PR #2293, opened 2020-08-05
fix patch subobject bug so areas do not disappear

boutell:


boutell:
This fixes a lingering bug stemming from my area editing / edit preserving PR that was merged. Without it stuff disappears, so it is fairly urgent as 3.0 PRs go 😆

PR #2295, opened 2020-08-06
Removes superfluous macro

### LINKED ISSUE #2135: Remove superfluous `areaBody` macro.
This macro does not look to be used anywhere: https://github.com/apostrophecms/apostrophe/blob/master/lib/modules/apostrophe-schemas/views/macros.html#L215-L218

```
{%- macro areaBody(field) -%}
  {# js adds this area to the dialog #}
  <div data-{{ field.name }}-edit-view></div>
{%- endmacro -%}
```

abea:
Closes #2135

### DIFF
--- a/CHANGELOG.md
+++ b/CHANGELOG.md
@@ -1,5 +1,9 @@
 # Changelog
 
+## 2.110.1 (2020-08-12)
+
+* Removes the `aposBody` template macro, which was unused.
+
 ## 2.110.0 (2020-07-29)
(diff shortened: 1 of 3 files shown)


boutell:
LGTM. I can find no evidence in `git log -p` that we ever used it anywhere, so it is very unlikely that someone else... somehow does. But if they did we would just bring it back marked "deprecated, no functional use, retained for bc."

PR #2367, opened 2020-09-03
Don't try to fetch notifications when there is no user; don't fetch notifications redundantly

boutell:
Also cc @falkodev, it's not necessary that he be one of the two reviewers but he'll be interested in the fix:

1. The notifications module was trying to fetch notifications because it had no way of knowing no user was logged in. You can now look in `apos.login.user` for a minimal amount of info about the current user. If that object does not exist, there is no logged-in user. (See `apos.user` in 2.x browserland.)

2. The notifications module was displaying duplicates because of a dumb mistake of mine in `apos.http.remote`. This is fixed, `options.qs` now works like it is supposed to.

NOTE: I am not sure exactly how this will play with old notifications that predate Anthony's work. So if you still get redundant notifications, try `db.aposNotifications.remove({})` once before opening a ticket. A migration would be bloat since nobody but us will have that early version of the code.

### DIFF
--- a/modules/@apostrophecms/login/index.js
+++ b/modules/@apostrophecms/login/index.js
@@ -350,7 +350,15 @@ module.exports = {
 
       getBrowserData(req) {
         return {
-          action: self.action
+          action: self.action,
+          ...(req.user ? {
+            user: {
+              title: req.user.title,
+              _id: req.user._id,
+              username: req.user.username,
+              email: req.user.email
+            }
+          } : {})
         };
       }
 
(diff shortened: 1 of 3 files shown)


abea (approved):

stuartromanek:
@boutell does this mean we cannot use the notifications module to send anonymous users messages? 

I think this worked in 2.0 but don't know how intentional that was

boutell:
We could allow it, but it would only work when `scene` is `user` or someone builds a different frontend to it, so I don't know how useful it would be to write additional plumbing to support it. So for now I suggest the answer is "notifications are only for actual users," with no bias against eventually supporting it for anons if we need to.

stuartromanek (approved):

PR #2370, opened 2020-09-04
3/bar fixes

abea:
Resolves bug notes from https://apostrophecms.atlassian.net/browse/A30U-379:

- The height of the buttons in Figma is 52px, with the border being centered (for a total of 54 visual px)
  - **Note**: In Figma the whole set of admin rows are 102px. I got to 50px height by subtracting the border heights.
- The right borders are missing on both buttons

### DIFF
--- a/modules/@apostrophecms/admin-bar/ui/apos/components/TheAposAdminBar.vue
+++ b/modules/@apostrophecms/admin-bar/ui/apos/components/TheAposAdminBar.vue
@@ -41,7 +41,7 @@
         :user="user" :avatar-url="userAvatar"
       />
     </div>
-    <div class="apos-admin-bar__row">
+    <div class="apos-admin-bar__row apos-admin-bar__row--utils">
       <AposButton
         type="default" label="Page Settings"
         icon="cog-icon" class="apos-admin-bar__btn"
@@ -117,6 +117,7 @@ $menu-item-height: $menu-row-height - (2 * $menu-v-pad);
 $menu-h-space: 16px;
 $menu-v-space: 25px;
 $admin-bar-h-pad: 20px;
+$admin-bar-border: 1px solid var(--a-base-9);
 
 body {
   margin-top: $menu-row-height * 2;
@@ -136,7 +137,7 @@ body {
   align-items: center;
   height: $menu-row-height;
   padding: 0 $admin-bar-h-pad 0 0;
-  border-bottom: 1px solid var(--a-base-9);
+  border-bottom: $admin-bar-border;
 }
 
 .apos-admin-bar__items {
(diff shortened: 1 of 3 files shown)


gregvanbrug (approved):

abea:
@gregvanbrug FYI - one more fix thrown in there if you want to take a look.

gregvanbrug (approved):

abea:
Okay, that should be it.

modules/@apostrophecms/admin-bar/ui/apos/components/TheAposAdminBar.vue
```diff
@@ -111,18 +121,15 @@ export default {
...
 <style lang="scss" scoped>
-$menu-row-height: 68px;
+$menu-row-height: 50px;
 $menu-v-pad: 18px;
-$menu-item-height: $menu-row-height - (2 * $menu-v-pad);
 $menu-h-space: 16px;
 $menu-v-space: 25px;
 $admin-bar-h-pad: 20px;
-
-body {
```
abea, line 121: This does nothing since the styles are scoped.

modules/@apostrophecms/admin-bar/ui/apos/components/TheAposAdminBar.vue
```diff
@@ -84,7 +84,17 @@ export default {
     }
   },
   mounted() {
-    this.menuItems = [ ...this.items ];
+    this.menuItems = [
+      ...this.items.map(item => {
+        if (item.items) {
+          item.items.forEach(subitem => {
+            // The context menu needs an `action` property to emit.
```
abea, line 91: ☝️

modules/@apostrophecms/admin-bar/ui/apos/components/TheAposAdminBar.vue
```diff
@@ -84,7 +84,17 @@ export default {
     }
   },
   mounted() {
-    this.menuItems = [ ...this.items ];
+    this.menuItems = [
+      ...this.items.map(item => {
```
gregvanbrug, line 88: Not totally sure the spread is necessary. A map returns a new array so I think you could do something like:
```
this.menuItems = this.items.map(item => { ... });
```
and get the same result.

gregvanbrug (changes requested):

modules/@apostrophecms/admin-bar/ui/apos/components/TheAposAdminBar.vue
abea: true.

gregvanbrug (approved):

stuartromanek (changes requested):
image

paddings are still off here, 20px and 16px, respectively

modules/@apostrophecms/admin-bar/ui/apos/components/TheAposAdminBar.vue
```diff
@@ -184,8 +189,6 @@ body {
 }
 
 .apos-admin-bar__sub /deep/ .apos-context-menu__btn {
-  padding-left: 20px;
```
abea, line 187: Aligning the second row button set me off looking at this 20px value as well. These are overridden and not actually used, it turns out.

stuartromanek (approved):

PR #2371, opened 2020-09-04
fixed duplicates, i18n, string substitution, replaced apply with ES2020 syntax

boutell:
The string substitution thing doesn't even work in 2.x I think? 😆 Well, it works properly now in 3.x...

### DIFF
--- a/modules/@apostrophecms/notification/index.js
+++ b/modules/@apostrophecms/notification/index.js
@@ -16,6 +16,8 @@
 // Until it times out the request will keep making MongoDB queries to
 // see if any new notifications are available (long polling).
 
+const Promise = require('bluebird');
+
 module.exports = {
   options: {
     alias: 'notification'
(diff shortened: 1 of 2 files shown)


boutell:
I also dropped the `id` option because it only existed in frontend code for reasons that don't apply to our 3.x notifications technical design.

falkodev (approved):

modules/@apostrophecms/notification/index.js
```diff
@@ -16,6 +16,8 @@
 // Until it times out the request will keep making MongoDB queries to
 // see if any new notifications are available (long polling).
 
+const Promise = require('bluebird');
```
abea, line 19: Maybe we should only bring in the `delay` method.

abea (changes requested):
Little bit. Otherwise good. Holler and I'll give a quick re-review.

abea (approved):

• • • •

What to work on:
Report all lines of the material that contain the word "code".

Your response:
NOTE: I am not sure exactly how this will play with old notifications that predate Anthony's work. So if you still get redundant notifications, try `db.aposNotifications.remove({})` once before opening a ticket. A migration would be bloat since nobody but us will have that early version of the code.
I also dropped the `id` option because it only existed in frontend code for reasons that don't apply to our 3.x notifications technical design.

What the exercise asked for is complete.